Regli (right) has been the subject of several investigations into his alleged illegal dealings with the South African secret service Keystone Archive

The defence ministry is refusing to hand over a report about the Swiss secret services' links to South Africa's former apartheid regime. The Federal Prosecutor's Office wants the documents as part of an inquiry into the former head of the secret service, Peter Regli.

“We will not hand over these documents because they are classified and secret,” defence ministry spokesman, Oswald Sigg, told swissinfo. “We will not have these documents being used in a process which is public.”

The Prosecutor’s Office is probing allegations that Regli was involved in the criminal activities of Wouter Basson, South Africa’s director of a covert chemical weapons programme during the apartheid era.

The allegations were made in a Pretoria court by Basson, who is on trial for murder, attempted murder and fraud. He has been dubbed “Dr Death” by the South African media for leading the apartheid regime’s secret chemical weapons programme, known as “Coast”.

The defence ministry said that prosecutors were free to read its internal report on relations between the two countries’ secret services, but that it would not release a copy into the public domain.

The ministry added that it had the power to veto any information from the report that prosecutors might want to use in court. “They can use information from this report which we will select,” Sigg said.

Sigg would not specify which facts would be barred from the public arena, and dismissed the idea that the defence ministry was trying to hide information.

“I don’t think this is a cover-up because the prosecutors have the possibility to access and read all the information,” Sigg said.

In his testimony last month, Basson claimed Regli had helped him obtain 500kgs of Mandrax, an illegal drug, from Russia in 1992.

Basson also implicated Jürg Jacomet, a freelance agent of Switzerland’s secret service, Jürg Jacomet.

Two years ago, a Swiss parliamentary inquiry investigated allegations of collaboration with the South African secret service. But the commission leading the inquiry accepted Regli’s explanations in 1999 that his contacts were “purely of an informative nature”.
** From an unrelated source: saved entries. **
PR #4822, opened 2023-12-18
Revert multiselecttree rendering

inikolova:
Related to https://github.com/telerik/kendo-themes/pull/4631


JoomFX (approved):

JoomFX (approved):

epetrow (commented):
I was wondering could we utilize flex instead of width and a pseudo-element e.g.

```scss
.k-multiselecttree .k-input-values:empty,
.k-multiselecttree .k-input-inner:empty {
    flex: 0;
}
```

In my understanding the problem is related to the width of these two containers, so preventing them from taking up space when they are empty should work in theory.

inikolova:
@epetrow we could use flex for the part with the **.k-input-values** width and your suggestion works as expected. However, there is another problem with the height of the Multiselecttree with small and large sizes - the height is different with and without values selected (this is an old issue and could be observed in online demos -> https://www.telerik.com/kendo-angular-ui/components/dropdowns/multiselecttree/appearance/). Hence, the rule for **.k-input-inner::before** fixes the aforementioned problem and unfortunately we could not omit it with the current component rendering

epetrow:
> @epetrow we could use flex for the part with the **.k-input-values** width and your suggestion works as expected. However, there is another problem with the height of the Multiselecttree with small and large sizes - the height is different with and without values selected (this is an old issue and could be observed in online demos -> https://www.telerik.com/kendo-angular-ui/components/dropdowns/multiselecttree/appearance/). Hence, the rule for **.k-input-inner::before** fixes the aforementioned problem and unfortunately we need it with the current component rendering

I would suggest going with the flex approach (if you also agree) and since these two seem to be separate issues maybe split them in two commits :grey_question:

inikolova:
Ok, I will split the rules in separate commits. However I would like to further test the flex approach

inikolova:
I made some additional tests and have some concerns about the :empty pseudo selector in this scenario. I would prefer to proceed with the width/max-width approach. @JoomFX what do you think?

JoomFX:
In any case, we still need the `:before` adjustment:

```
.k-multiselecttree .k-input-inner::before {
  content: "\200b";
  width: 0px;
  overflow: hidden;
  flex: none;
  display: inline-block;
  vertical-align: top;
}
```

I tested the `:empty` approach in Angular and it works.
Both approaches work.

Since a single white space will make the `:empty` approach to not work I would go the safer way with the width/min-width.
But those are cosmetic things - both approaches will do the job.

JoomFX (approved):

epetrow (approved):
Since the majority opinion is to go with the current implementation of the placeholder text fix as well as that the `:empty` approach is prone to issues mentioned above, I'll give this a thumbs up.

PR #4852, opened 2024-01-18
Add Treelist html spec

epetrow:
closes: https://github.com/telerik/kendo-themes-private/issues/190


tests/treelist/treelist-aggregates.html
```diff
@@ -257,9 +259,9 @@
                         </div>
                     </div>
                     <div class="k-grid-container">
-                        <div class="k-grid-content k-virtual-content">
```
inikolova, line 260: I think the `k-virtual-content` class is needed for virtualization and I am not sure we should remove it - could you please check?

packages/html/src/treelist/tests/treelist-aggregates.tsx
```diff
@@ -1,271 +1,249 @@
...
+                                        <GridHeaderCell rowspan={1} colspan={1} columnTitle="Name"></GridHeaderCell>
+                                        <GridHeaderCell rowspan={1} colspan={1} columnTitle="Title"></GridHeaderCell>
+                                        <GridHeaderCell rowspan={1} colspan={1} columnTitle="hireDate"></GridHeaderCell>
+                                    </TableRow>
+                                </TableThead>
+                            </GridHeaderTable>
+                        </div>
+                    </GridHeader>
+                    <GridContainer>
+                        <GridContent>
```
inikolova, line 159: I think we should keep the `k-virtual-content` class here

inikolova (approved):

PR #4899, opened 2024-02-21
chore: add element with k-sr-only class

inikolova:
According to the aria spec, we should render an element with class **k-sr-only** as a direct child of .**k-scrollview**: 

https://github.com/telerik/web-components-ux/blob/master/docs/components/carousel/aria.json#L45

This has been already implemented in jQuery and Angular.

@slavenai @dtopalov @PekoPPT


epetrow (commented):
I think this should be a fix

inikolova:
Closed in favor of https://github.com/telerik/kendo-themes/pull/4905

PR #4911, opened 2024-02-29
chore(html): spec / template corrections for rendering test adoption

zhpenkov:
This PR makes minor changes and corrections to the component's specs and templates used for reference rendering tests.

The changes to the HTML component modules are the following:

**Editor**
- split **editor-normal** template into **editor-responsive-toolbar** template and **editor-normal** template
- add **editor-resizable** template
- make Redo/Undo buttons disabled by default

**ListBox**
- add data and actions to the **listbox-normal** template

**ColorPicker**
- correct typo in **ColorPicker** popup class - ( was **k-color-picker-popup**, should be **k-colorpicker-popup**)
- change the **fillMode** of the 'select view' **ColorEditor** button group to **flat** (**k-button-group-flat**)
- make template scenarios achievable, and add additional parameters for customizing templates

**Slider**
- remove '**k-**' prefix from **k-range-slider**, **k-slider-0**, **k-slider-50**, **k-slider-100** as they are used only for applying styles in the tests and can be mistaken for actual kendo classes
- remove **RangeSlider** buttons
- add **k-first** and **k-last** classes to slider's tick


Juveniel (approved):

Juveniel:
Note: we should think of a way to addd `k-first`/`k-last`/etc classes through the spec.

Issue #4909, opened 2024-02-28
[MultiColumnComboBox] Group header is overlapped in Safari


stnikolova:
**Describe the bug**
Group headers are overlapping at the first group header instance and the rest of the group header rows are empty.

**To reproduce**
Reproduced with the MultiColumnComboBox online demo [here](https://www.telerik.com/kendo-angular-ui/components/dropdowns/multicolumncombobox/grouping/).

1. Open 'Safari' browser
1. Go to [MultiColumnComboBox](https://www.telerik.com/kendo-angular-ui/components/dropdowns/multicolumncombobox/grouping/)
1. Open the popup
1. See that the group headers overlap

**Expected behavior**
Group headers should not overlap.

**Screenshots**
![image](https://github.com/telerik/kendo-themes/assets/18744873/75e2b417-b9c4-4d07-b91c-528d800bed72)

**Affected package (please remove the unneeded items)**
* theme-default
* theme-bootstrap
* theme-material
* theme-tasks

**Affected suites (please remove the unneeded items)**
* Kendo UI for Angular
* Kendo UI for React
* Telerik UI for Blazor

**Affected browsers (please remove the unneeded items)**
* Safari version: 17.3

**Build system information (please remove the unneeded items)**
* Not Applicable
* OS: Mac

zdravkov:
Just wanted to add that It is actually is a regression in KendoReact.

PR #4914, opened 2024-03-01
fix(table): table-list group row is misaligned in safari

Juveniel:
fixes: https://github.com/telerik/kendo-themes/issues/4909

### DIFF
--- a/packages/default/scss/table/_layout.scss
+++ b/packages/default/scss/table/_layout.scss
@@ -113,12 +113,15 @@
         list-style: none;
         outline: none;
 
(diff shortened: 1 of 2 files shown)


Juveniel:
@stnikolova, @zdravkov as there seem to be some dynamic styles applied to elements in angular/react, could you please verify if this fix successfully resolves the issue with the current components implementation?

zdravkov:
Looks ok for React

stnikolova:
Looks good in Angular as well 🚀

Two weeks ago, the Swiss defence ministry decided to launch an internal investigation into Basson’s allegations. The inquiry will also try to establish whether any documents relating to Swiss-South African intelligence cooperation might be missing.

An interim report, due on October 31, will either close the affair or lead to an external and more thorough investigation “if the slightest suspicion is brought to light,” Sigg said.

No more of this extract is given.